Erst wenn diese Fragen geklärt sind, können wir dann beurteilen, ob die pandemische Situation dann eine allgemeine Impfpflicht rechtfertigt und/oder für welche Jahrgänge sie gelten soll.

Zusätzlich muss natürlich ein hochwirksamer Impfstoff zur Verfügung stehen.

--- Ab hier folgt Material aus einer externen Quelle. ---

PR #843, opened 2024-03-13
Refactor examples

paulf81:
# Refactor examples for v4

This pull request refactors the examples around the v4 structures and style and in general cleans up the examples folder, which had become a sort of unsorted list of examples.  Specifically, 

- Examples are now organized into top level over-arching examples in the root examples folders, and then examples grouped by topic in subfolders
- The top level examples are completely redone to incrementally introduce FLORIS, in a way consistent with v4
- Each example now includes a self-describing docstring at the top of each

Wir sollten, wenn diese Kriterien klar sind, mit großer Mehrheit im Bundestag, von mir aus auch mit einer Zweidrittelmehrheit, die Impfpflicht tatsächlich scharfstellen. Wir müssen aber ebenfalls die Kraft haben, auf eine Impfpflicht zu verzichten, wenn sie sich zu diesem Zeitpunkt als nicht mehr nötig herausstellen sollte oder gute Medikamente zur Verfügung stehen.

Im Augenblick ist klar: Impfen ist unser Weg aus der Pandemie. Auch wenn eine natürliche Infektion schützt, sollte niemand das Risiko eingehen, ungeschützt einen Kontakt mit dem Virus zu riskieren. Grundimmunisierung durch Impfung! Dann verliert auch eine natürliche Infektion ihren Schrecken, die zurzeit uns alle trifft. Darum mein Appell an alle Ungeimpften: Lassen Sie sich impfen! Diesen Aufruf verbinde ich mit dem herzlichen Dank an alle, die sich bereits haben impfen und boostern lassen – und an die Regierung: Machen Sie endlich Ihren Job, für den Sie gewählt wurden. Vielen Dank!